A final vote in November could also serve what could be a lame-duck Obama Administration in poking a victorious Romney in the eye. Rumor around the United Nations is that the acceptance of the Treaty was delayed in the first place to put off the acceptance of a document that would likely be controversial domestically until after the election. It’s highly probable that, should Romney take the White House, the US’s support for the concept of the ATT would be revoked once more. So it may be better to get something in November over certain rejection after January.

Would that really be for the best? A treaty adopted by two-thirds of the Assembly would likely not have the support of the major arms producers, save maybe Germany and France. And until enough states had ratified to put it into force, it would be just another piece of paper.

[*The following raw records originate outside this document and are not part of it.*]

PR #10951, opened 2024-10-11
fix: keep splash screen visible for 500ms

MounirDhahri:
### Description

This PR is an attempt to improve our homeview elements rendering logic. 
The idea from this PR is the following, we don't want to show an empty home view then suddenly have multiple sections show up at the same time. We can't avoid that because the home view query is still active. So what can we do about it?
We can wait for the prefetching query to finish. That's good, but! what if it takes forever or never finishes god forbid! 
How about we wait for a bit, enough for the query to finish (_usually_), then hide the splash screen. For how long should we wait, the average [query duration in datadog ](https://app.datadoghq.com/dashboard/z95-ftb-4qe/home-view-health?fromUser=true&refresh_mode=sliding&tpl_var_env%5B0%5D=%2A&from_ts=1728057263324&to_ts=1728662063324&live=true)

Screenshot 2024-10-11 at 18 10 49

**Note: I know this will add 500ms to the splash screen but the user was going to wait anyway and it's pretty subtle. Let me know what you think**

https://github.com/user-attachments/assets/aedf925e-125d-41aa-bba6-04dc295b8174

### PR Checklist

### To the reviewers 👀

- gracefully show home view content after splash screen - mounir

#### iOS user-facing changes

-

-

#### Dev changes

-

</details>

### DIFF
--- a/src/app/utils/useHideSplashScreen.ts
+++ b/src/app/utils/useHideSplashScreen.ts
@@ -6,7 +6,7 @@ import { usePrefetch } from "app/utils/queryPrefetching"
 import { useEffect } from "react"
 import RNBootSplash from "react-native-bootsplash"
 
-const HOME_VIEW_QUERY_AVERAGE_LATENCY = 500
+const HOME_VIEW_SPLASH_SCREEN_DELAY = 500
 
 export const useHideSplashScreen = () => {
   const isNavigationReady = GlobalStore.useAppState((state) => state.sessionState.isNavigationReady)
@@ -32,7 +32,7 @@ export const useHideSplashScreen = () => {
           })
           setTimeout(() => {
             hideSplashScreen()
-          }, HOME_VIEW_QUERY_AVERAGE_LATENCY)
+          }, HOME_VIEW_SPLASH_SCREEN_DELAY)
         }
         return
       }
--- a/src/app/utils/useHideSplashScreen.ts
+++ b/src/app/utils/useHideSplashScreen.ts
@@ -6,6 +6,8 @@ import { usePrefetch } from "app/utils/queryPrefetching"
 import { useEffect } from "react"
 import RNBootSplash from "react-native-bootsplash"
 
+const HOME_VIEW_QUERY_AVERAGE_LATENCY = 500
+
 export const useHideSplashScreen = () => {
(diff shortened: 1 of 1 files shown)


src/app/utils/useHideSplashScreen.ts
```diff
@@ -28,20 +30,15 @@ export const useHideSplashScreen = () => {
...
+            hideSplashScreen()
+          }, HOME_VIEW_QUERY_AVERAGE_LATENCY)
         }
         return
       }
       if (!isLoggedIn) {
         hideSplashScreen()
       }
     }
-    hideSplashScreen()
```
MounirDhahri, line 45: this isn't needed

ArtsyOpenSource:

- Cross-platform user-facing changes (gracefully show home view content after splash screen - mounir)
<p align="right">
  Generated by :no_entry_sign: <a href="https://danger.systems/js">dangerJS</a> against 7aab59b28ad5a81201129f3c0337afcc9c962bbe
</p>

src/app/utils/useHideSplashScreen.ts
```diff
@@ -6,6 +6,8 @@ import { usePrefetch } from "app/utils/queryPrefetching"
 import { useEffect } from "react"
 import RNBootSplash from "react-native-bootsplash"
 
+const HOME_VIEW_QUERY_AVERAGE_LATENCY = 500
```
anandaroop, line 9: **suggestion (non-blocking):** Just a minor nit about the name. Since this is influenced by the avg latency, but doesn't actually represent it — maybe `HOME_VIEW_SPLASH_SCREEN_DELAY` or something like that would be a more intention-revealing name.

anandaroop (dismissed):
LGTM

dblandin (dismissed):
Nice, sounds like a nice way to reduce perceived delay + visual shifting 👍🏼

src/app/utils/useHideSplashScreen.ts
gkartalis: I think I agree with this one

gkartalis (dismissed):

damassi:
Its unintuitive but fake wait times used well are one of the best tools. Nice!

Which isn’t to say that the enforcement mechanisms within the text were at all strong enough to bring violators in line; they most certainly are not. But the process would run far smoother when those actually producing the weapons being regulated are voluntarily cooperating with the laws surrounding them.

In any case, supporters of a stronger Arms Trade Treaty would be well served by accepting this delay and the US urging for a new round of negotiations. More time would allow supporters to draw on lessons learned from what was a very expensive lobbying effort. And now that there’s an initial text, it will be easier to determine what might discussed in a hypothetical ATT Conference II.

It’s also not guaranteed that a push to get the treaty through the General Assembly would work. Among the issues still to be resolved is whether or not ammunition would join Small Arms and Light Weapons and those systems included in the UN Register on Conventional Weapons under the purview of the Treaty. Western Europe and the African Union are an unlikely pair united on this front, and have been urging its inclusion since Day One – to the dismay of many other states.

Less core to the debate, but still notable, the Arab Group spent the last few hours of the conference pressing that the right to sell arms for groups seeking “self-determination” should be included. Israel was less than sold on this idea – and with good reason. The issue of who would be considered a legitimate buyer will come up again, regardless of where the treaty goes – and could potentially delay acceptance further.

For now, this is a lot of inside baseball on what has the potential to be a wide-reaching text, affecting many aspects of the estimated $60B annual arms trade. Both sides of the debate are regrouping in an attempt to sway the outcome more solidly in their favor, but neither Oxfam nor the NRA will actually be casting a vote in the GA Hall. In the end, it will be the States who decide whether the Treaty lives or dies.